* [What the exercise asks]: The expected output is each line below containing "indexOf", copied in full.

* [Collected data entries]:
PR #2414, opened 2024-06-25
feat: Disabled reason for SegmentedControl

georgylobko:
### Description

### How has this been tested?

<details>

#### Correctness

#### Security

#### Testing

</details>

---


src/segmented-control/internal-segmented-control.tsx
```diff
@@ -21,7 +21,9 @@ export default function InternalSegmentedControl({
     return option.id === selectedId;
   });
   const currentSelectedOption = selectedOptions.length ? selectedOptions[0] : null;
-  const enabledSegments = (options || []).filter(option => !option.disabled);
+  const enabledSegments = (options || []).filter(
```
jperals, line 24: Suggestion: rename `enabledSegments` to `focusableSegments`

src/test-utils/dom/segmented-control/index.ts
```diff
@@ -13,4 +19,13 @@ export default class SegmentedControlWrapper extends ComponentWrapper {
   findSelectedSegment(): ElementWrapper | null {
     return this.findByClassName(styles.selected);
   }
+
+  /**
+   * Finds the segment with the given ID and returns the element.
```
jperals, line 24: Nitpick, non-blocking but I find "the element" a bit unnecessary. What about:

```Finds the segment with the given ID and returns it.```

or

```Returns the segment with the given ID.```

or just

```Finds the segment with the given ID.```

File: src/segmented-control/__tests__/desktop.test.tsx [hunk 3]
```diff
@@ -115,6 +116,295 @@ describe('Segment disabled property', () => {
     getSegmentWrapper(segmentedControlWrapper, 0).getElement().click();
     expect(onChange).toHaveBeenCalledWith(expect.objectContaining({ detail: { selectedId: 'seg-1' } }));
   });
+
+  describe('Disabled with reason', () => {
```
jperals, line 120: What about the case of using `disabledReason` without `disabled` set to `true`? Although this is not a "valid" use case, we want to have an established behavior for it (which to my understanding is the same as not passing any `disabledReason`) which shouldn't change, so it might be a good idea to cover this case as well.

And maybe we also want to emit a dev warning in such case?

src/segmented-control/internal-segmented-control.tsx
```diff
@@ -49,7 +51,7 @@ export default function InternalSegmentedControl({
       {options &&
         options.map((option: SegmentedControlProps.Option, index) => {
           const isActive = selectedId === option.id;
-          const enabledSegmentIndex = enabledSegments.indexOf(option);
+          const enabledSegmentIndex = focusableSegments.indexOf(option);
```
jperals, line 54: Guess it would be good to rename `enabledSegmentIndex` to `focusableSegemtIndex` too :)

src/segmented-control/__tests__/desktop.test.tsx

* [Written response]:
-          const enabledSegmentIndex = enabledSegments.indexOf(option);
+          const enabledSegmentIndex = focusableSegments.indexOf(option);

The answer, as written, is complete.